Likely Yes, but we cant do anything about it anyway right?
Probably not much except that we can and should discuss what is going on and what is likely happening that is creating these issues in the first place?
As is normal in these type of situations news that a bank has failed often happen after “Stock Market” hours on a Friday…
This happens mostly because they do not want to disrupt the Stockmarket with bad news on a week day trading session.
But this time it looks like First Republic Bank (yet another California bank) is about to be seized by the same type of people that have recklessly raised interest rates over and over and over again.
So, who is at fault in the current Banking Crisis?
Is it the FED?
Is it Jerome Powell?
Is it the people for removing all their money from these banks because they are afraid?
Well, it could be a lot of things.
The biggest reason is that many of these banks made risky decisions about long term investments (with depositor money) basically if you have 1000.00 dollars in a bank and that bank takes that $1000 and buys a long term investment with your money, then later the bank will redeem that investment and make some money from it.
Of course they keep enough money on hand that if you decided to take out half or all of your money the bank could do that without much difficulty.
The real problem comes when people start taking out everything all at once.
But shouldn’t the banks keep enough money on hand to prevent this from becoming a problem?
Well, Yes, but they never see far enough into the future to be able to see that problem before it becomes a problem.
Add to that several other strange situations, like the Fed raising the interest rates so high that those same long term investments are worth less money than you have a huge problem.
But this is not all there are other things that also happened.
There are some reports that the FED actually encouraged banks to buy these long term investments…
So did the FED just forget that all of these banks had all of these bonds that depended on lower interest rates or did the FED just forget all about that?
Either way its a big mess and yes the banks should have fixed these problems and yes the FED should have realised that by raising the interest rates over and over and over and over and over again would eventually bring about a financial crisis.
The FED made a big mistake.
They forgot that they really cannot bring inflation down by raising the interest rates.
Yes, in theory raising the interest rates can help when the inflation rate is low and so you have to begin to take action early before inflation get too high to bring down by raising the interest rates.

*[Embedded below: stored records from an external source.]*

PR #1143, opened 2026-08-11
deploy: Fix duplicate superadmin insertion on DB init.

nrybowski:
Since 11a6873ef393afffa9cd2a4bf5020c5acdaf2cfe, the database of docker-compose based deployments is persitent on the host disk. Because the db_setup.py script is launched at each deployment, the superadmin user was added multiple times in the DB.

This commit fixes the issue by first testing the existence of the superadmin before adding it.

### DIFF
--- a/deploy/db_setup.py
+++ b/deploy/db_setup.py
@@ -1,3 +1,5 @@
+import sys
+
 from pymongo import MongoClient
 from gridfs import GridFS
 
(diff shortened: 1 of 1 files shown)


deploy/db_setup.py
```diff
@@ -41,6 +41,16 @@ def try_mongodb_opts(host="localhost", database_name='INGInious'):
 
     database = try_mongodb_opts('db')
 
+    # Test whether the superadmin is already set.
+    entries = database.users.find({"username": username})
```
anthonygego: I think you can simply use `find_one` that returns `None` if there is no match, to avoid exception catching.

anthonygego (changes requested):

deploy/db_setup.py
nrybowski: Fixed in bb97f7e4ffa930c6a7ceeec8933b19fbc6b3b77f

anthonygego (approved):

PR #1119, opened 2026-07-09
agents/docker: Refactor Docker agent.

nrybowski:
This PR is a major refactor of the Docker agent which focuses on two main points: (i) deprecating the kata-runtime as it is unused and adds a lot of unnecessary complexity and, (ii) implementing a robust communication scheme between the agent, the grading containers and the student containers.

Regarding to the first point, we experimented a few years ago with launching custom kernels within student container (#949). This is a solid alternative to the kata-runtime for running student code as root, e.g., for networking exercises, without compromising INGInious security. This feature has been blocked since then because of the way the Docker agent exposes its capabilities, which in turns impacts the way jobs are distributed among available agents.

  Regarding to the second point, the Docker agent communicates with grading and student containers through their std{in,out} interfaces which is quite fragile and blocks a current effort of removing the Docker dependency (see #1115, #1116)  in favor of generic [OCI compatibility](https://opencontainers.org/about/overview/). Also, when the kata-runtime is used, the Docker agent serves as a proxy between the grading and student containers while they can communicate directly when both of them run on the same kernel. This is not required by #949.
  The Docker agent also relies on the ZMQ framework for communications. This is an heavy framework whose advanced features are not used. We deprecate it in favor of a simpler and lower level approach based on simple bytestreams over TCP and Unix sockets which is already in use in the existing code. By leveraging the [Transport and Protocol features of the asyncio](https://docs.python.org/3/library/asyncio-protocol.html#) framework, we also can get rid of the custom buffering that has been implemented. The goal here is to mainly rely on features of the standard python library and simplify the code base.
  Furthermore, the messages sent between each element are not formally described and are encoded with dictionaries built-on the fly. This approach is not reliable and makes the messages hard to correctly extend.

The kata-runtime is so intermingled with the Docker agent I/O that it is nearly impossible to deprecate it without refactoring the whole Docker agent I/O.
This PR is an effort in the continuity of #1115 and #1116, and should be a cleaner basis for #949.
It implements on the following changes:

- [ ] Docker agent.
  - [x] Formalizing messages exchanged with the grading containers.
  - [ ] Refactoring the I/O loop.
    - [x] Exposing TCP endpoint for communication rather than containers std{in,out}.
    - [x] Leveraging formalized messages.
    - [ ] Deprecating kata-runtime related code.
    - [ ] Deprecate ZMQ.
  - [ ] Refactor the Docker interface to reflect  the communication changes.
    - [ ] Remove Unix socket mount point.
[...]

PR #1145, opened 2026-08-12
Removing support for kata runtime

nrybowski:
This PR deprecates the kata-runtime.

Follow-up of #1119.


anthonygego (approved):
LGTM.

It seems we have an issue here :

https://github.com/INGInious/INGInious/blob/cf574b3b6b2d58b3133571044f6bd2295045d7d3/inginious/agent/docker_agent/__init__.py#L500

when running `run_student --run-as-root` with no root environment available, but this is actually unrelated to this PR.

PR #1146, opened 2026-08-13
Fixing install script for container multi-staged build

AlexandreDoneux:
This PR fixes the inginious install script to adapt to the multi staged build for default containers. It also ignores the new superadmin added if it already exists.

### DIFF
--- a/inginious/frontend/installer.py
+++ b/inginious/frontend/installer.py
@@ -387,10 +387,10 @@ class Installer:
     #             CONTAINERS              #
     #######################################
 
-    def _build_container(self, name, folder):
+    def _build_container(self, name, folder, target=None):
         self._display_info("Building container {}...".format(name))
         docker_connection = docker.from_env()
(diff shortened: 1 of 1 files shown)


inginious/frontend/installer.py
```diff
@@ -560,7 +560,10 @@ def configure_authentication(self):
 
         password = self._ask_with_default("Enter the password of the superadmin", "superadmin")
 
-        User(username=username, realname=realname, email=email, password=UserManager.hash_password(password)).save()
+        if not User.objects(username=username):
```
anthonygego, line 563: I'm pretty sure you need `.first()` here since otherwise you'll get a mongoengine iterator.

AlexandreDoneux: It is not required as `.objects()` returns a QuerySet that implements truthiness by checking it's length. 

I could add `.first()` for efficiency purposes to avoid pulling data for more than one user. But it should not happen due to username being unique.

The FED really made a big mess on this one and you might wonder how it is that they may be about to raise the interest rates again even after all of these problems that they caused, minus the banks responsibility to monitor the issue of investments versus cash on hand…
All that is required to prevent this from happening again is to simply make the banks hold dollar for dollar in cash for cash deposits.
For every dollar in a bank account the bank must have one dollar in cash on the books or in a vault to prevent these things from happening in the first place.
Banks are quick to tell us that we may or many not meet with its loan guidelines, with things like finance reports, tax filings, liquidity, collateral and a host of other financial indications that they will or will not loan you money.
It seems strange that those same banks that have 100 different reasons why they will not lend you money at a fair rate and then they fail to live up to the same rules they have for you.
Honestly speaking most banks want way too much interest the average is around 14 percent for the average loan and some may even have a somewhat lower rate for a brand new automobile but its still around 7 to 8 percent so most people are not really interested in even applying for a loan because the rates are so much higher than they used to be.
Of course banks need to make a profit how else can they afford to pay for those expensive brick buildings that often house many offices but few employees.
In fact there are so many banks in most US towns that you might wonder how it is that they can even afford to build more and more bank buildings.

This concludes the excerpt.